Ansızın doğar cinnet

ve bir çığlık gül rengi, patlar dudaklarında

ne sustuğun kadar varsın ne sözcükler paklar insanlığını

minnet kadar seyrektir gerçek bir gülüş

oysa benim her gün kalitesiz bir afiş gibi sergilediğim, suratımda asılmış kalmış bu resim kime ait? bana değil

istenilen kişi olma hengamesinde benliğini yitirmekten daha acısı mı? bilmiyorum

karamsar diyorlar bana, yemin ederim değilim.

kaldı ki böyle bir yaşamda gerçekçi olmayan bir 'karamsarlık' düşünülebilir mi?
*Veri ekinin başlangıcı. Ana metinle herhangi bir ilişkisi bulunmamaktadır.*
PR #297, opened 2017-07-27
Use foreach in clang-format with long lists

wiktorn:
When argument list to clang-format is longer than 8192 (limit for cmd.exe) on
Win32 platform use multiple targets and format files one by one.

### DIFF
--- a/CMakeLists.txt
+++ b/CMakeLists.txt
@@ -525,10 +525,10 @@ if(CLANG_TIDY)
 
   # foreach is needed so maximum command line length is not reached
   # create intermediary targets to allow parallel checks with -jN
+  set(LINT_INDEX 0)
   foreach(LINT_SOURCE_FILE ${LINT_ALL_SOURCE_FILES})
-    list(APPEND LINT_ADDED_TARGETS ${LINT_SOURCE_FILE})
-    list(LENGTH LINT_ADDED_TARGETS LINT_ADDED_TARGETS_LEN)
-    set(LINT_TARGET_NAME "lint-${LINT_ADDED_TARGETS_LEN}")
+    set(LINT_TARGET_NAME "lint-${LINT_INDEX}")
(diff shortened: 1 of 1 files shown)


CMakeLists.txt
```diff
@@ -561,16 +561,39 @@ find_program(CLANG_FORMAT NAMES clang-format clang-format-4.0 clang-format-3.9 c
...
-      ${CLANG_FORMAT}
-      -style=file
-      -sort-includes
-      -i
-      ${LINT_ALL_SOURCE_FILES}
-  )
+  file(GLOB_RECURSE FORMAT_ALL_SOURCE_FILES src/*.cc include/*.h)
+  string(LENGTH "${FORMAT_ALL_SOURCE_FILES}" FORMAT_ALL_SOURCE_FILES_LEN)
+  if(WIN32 AND FORMAT_ALL_SOURCE_FILES_LEN GREATER 8192)
+    # use multiple targets to overcome cmd 8192 length limit
```
mkow: Seems it's 8191 in fact. See https://support.microsoft.com/en-us/help/830473/command-prompt-cmd--exe-command-line-string-limitation.

CMakeLists.txt
```diff
@@ -561,16 +561,39 @@ find_program(CLANG_FORMAT NAMES clang-format clang-format-4.0 clang-format-3.9 c
...
+    add_custom_target(format)
+
+    foreach(FORMAT_SOURCE_FILE ${FORMAT_ALL_SOURCE_FILES})
+      list(APPEND FORMAT_ADDED_TARGETS ${FORMAT_SOURCE_FILE})
+      list(LENGTH FORMAT_ADDED_TARGETS FORMAT_ADDED_TARGETS_LEN)
```
mkow: Why not an int variable? Seems that only length of FORMAT_ADDED_TARGETS is used.

PR #302, opened 2017-08-01
Read many bytes at once from edit engine

catsuryuu:


mkow:
`fix clang format`
Please squash this or rename, you aren't fixing clang-format, but code formatting with help from clang-format (current commit message sounds like you are fixing `format` target in our cmake)

PR #314, opened 2017-09-01
Wip/catsuryuu/modifications highlighting

catsuryuu:
Bytes marked as modified are exactly the same as these that will be send to server.

### DIFF
--- a/include/util/edit.h
+++ b/include/util/edit.h
@@ -48,9 +48,7 @@ class EditEngine {
   void clear();
 
   uint64_t byteValue(size_t pos) const;
-  uint64_t originalByteValue(size_t pos) const;
   data::BinData bytesValues(size_t pos, size_t size) const;
-  data::BinData originalBytesValues(size_t pos, size_t size) const;
   QVector<bool> modifiedPositions(size_t pos, size_t size) const;
 
  private:
--- a/include/util/edit.h
+++ b/include/util/edit.h
@@ -18,9 +18,9 @@
 
 #include <cstdlib>
 #include <memory>
+#include <vector>
 
 #include <QMap>
-#include <QVector>
 
 #include "data/bindata.h"
 #include "ui/fileblobmodel.h"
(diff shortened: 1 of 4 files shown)


src/util/edit.cc
```diff
@@ -176,8 +172,46 @@ data::BinData EditEngine::bytesValues(size_t pos, size_t size) const {
...
+          result[i] = true;
+        }
+      }
+      ++it;
+      ++next_it;
+    }
+    if (it->fragment_ != nullptr) {
+      for (size_t i = it.key() - pos; i < size; ++i) {
+        result[i] = true;
+      }
```
mkow: Please deduplicate code here. For example, you can fold the for-loops into a lambda taking (start, end) as arguments.

catsuryuu: DONE

catsuryuu: Fixed

include/util/edit.h
```diff
@@ -64,6 +63,9 @@ class EditEngine {
   };
 
   ui::FileBlobModel* original_data_;
+  // TODO(catsuryuu): change to std::map after switching to C++17 (and use
+  // `insert_or_assign`)
+  // Reason: QMap works on `int` type
```
mkow: 'QMap works on `int` type' -> 'QMap uses `int` for container size'
Current version may be unclear for a reader, especially that in the next line you use `size_t`.

src/util/edit.cc
```diff
@@ -175,8 +171,38 @@ data::BinData EditEngine::bytesValues(size_t pos, size_t size) const {
...
+std::vector<bool> EditEngine::modifiedPositions(size_t pos, size_t size) const {
+  std::vector<bool> result(size);
+
+  size_t end_pos = pos + size;
+  auto next_it = address_mapping_.upperBound(pos);
+  assert(next_it != address_mapping_.cbegin());
+  auto it = next_it;
+  --it;
+
+  auto setResultTrue = [&it, &result](size_t start, size_t end) {
```
mkow: it's a local variable, so it should be named `set_result_true`

include/util/edit.h
catsuryuu: Fixed

PR #329, opened 2017-09-14
Add remapOrigin in EditEngine

catsuryuu:
`remapOrigin` updates the address mapping after remapping request from server.

### DIFF
--- a/src/util/edit.cc
+++ b/src/util/edit.cc
@@ -38,7 +38,7 @@ void EditEngine::changeBytes(size_t pos, const data::BinData& bytes,
 
   has_changes_ = true;
 
-  size_t end_pos = pos + bytes.size();
+  const size_t end_pos = pos + bytes.size();
   auto next_it = address_mapping_.upperBound(pos);
   assert(next_it != address_mapping_.cbegin());
   auto it = next_it;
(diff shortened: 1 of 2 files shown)


src/util/edit.cc
```diff
@@ -116,6 +116,59 @@ void EditEngine::removeBytes(size_t pos, size_t size, bool add_to_history) {
...
+      }
+      local_pos = it.key() + (origin_pos - it->offset_);
+    }
+    ++it;
+  }
+
+  const size_t origin_end_pos = origin_pos + old_size;
+  size_t local_end_pos = origin_end_pos;
+
+  while (it != address_mapping_.cend()) {
```
mkow: duplicated code, please use a lambda

src/util/edit.cc
```diff
@@ -253,19 +302,22 @@ data::BinData EditEngine::getDataFromEditNode(const EditNode& edit_node,
 void EditEngine::remap(size_t pos, size_t old_size, size_t new_size) {
   // This variable can be overflowed when `old_size` > `new_size`,
   // but it will be OK when we add this difference to some address.
-  size_t offset = new_size - old_size;
+  const size_t offset = new_size - old_size;
+  // remap is O(n), so if `offset == 0` then we should use something faster
```
mkow: It's not clear what `n` means here. Change size in bytes? Size of the mapping? (*I* know what it means, but other readers probably don't).

src/util/edit.cc
```diff
@@ -253,19 +302,22 @@ data::BinData EditEngine::getDataFromEditNode(const EditNode& edit_node,
...
+  // (i.e. `changeBytes`)
```
mkow: you mean `e.g.`?

mkow: Why do we crash in this case instead of using slower algorithm?

PR #353, opened 2017-09-27
Calculate nice gl_PointSize in trigram view.

### LINKED ISSUE #343: Point scaling dependent on viewport size in 3D.

koriakin:
Fixes #343.

### DIFF
--- a/src/visualization/shaders/trigram/fshader.glsl
+++ b/src/visualization/shaders/trigram/fshader.glsl
@@ -17,8 +17,13 @@
 #version 330
 
 in float v_pos;
+in float v_factor;
 layout (location = 0, index = 0) out vec4 o_color;
 uniform float c_brightness;
 void main() {
-        o_color = vec4(1.0 - v_pos, 0.5, v_pos, 1) * c_brightness;
+	vec2 diff = vec2(dFdx(gl_PointCoord.x), dFdy(gl_PointCoord.y));
+	float cdist = length(gl_PointCoord.xy - vec2(0.5, 0.5)) - length(diff) / 2;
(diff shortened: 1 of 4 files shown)


src/visualization/shaders/trigram/vshader.glsl
```diff
@@ -19,7 +19,9 @@
 uniform mat4 xfrm;
 uniform usamplerBuffer tx;
 uniform uint sz;
-uniform float c_cyl, c_sph, c_pos;
+uniform float tz;
```
mkow: what is `tz`? could you find a name which is easier to decode? (or comment it)

src/visualization/shaders/trigram/fshader.glsl
```diff
@@ -20,5 +20,7 @@ in float v_pos;
 layout (location = 0, index = 0) out vec4 o_color;
 uniform float c_brightness;
 void main() {
-        o_color = vec4(1.0 - v_pos, 0.5, v_pos, 1) * c_brightness;
+        float cdist = length((gl_PointCoord.xy - vec2(0.5, 0.5)));
```
mkow: Redundant parentheses?

src/visualization/shaders/trigram/vshader.glsl
```diff
@@ -19,7 +19,9 @@
...
+uniform float c_cyl, c_sph, c_pos, c_ort;
+uniform float ptsz_factor;
```
mkow: `point_size_factor` would be better IMO, it's easier to read and it's used only in two places, so the lengthiness is not annoying too much.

çelenkler kadar çirkin gösterişçi insanların arasında minimalizmin yalın mutluluğuyla yetinmekteyim

bir çiçeğin sorumluluğundan dahi korkuyorum

rastlantılara yüklediğim derin anlamlar acı tecrübelerime rağmen vuku buluyorlar

sokakların gerçek yüzüyle karşı karşıya geldiğim her an insanlığımı sorguluyorum

ya sonrasında? hiç...

herkes kadar duyarsızım ne yazık.

eğilip çocuk gözlerinden öpemiyorum kimsesizleri

aynanın karşısında ruhsuz, parçalanmış bir iskelet gördüğüm

insan olmanın anlamı hiç mi uğramamıştır değişime?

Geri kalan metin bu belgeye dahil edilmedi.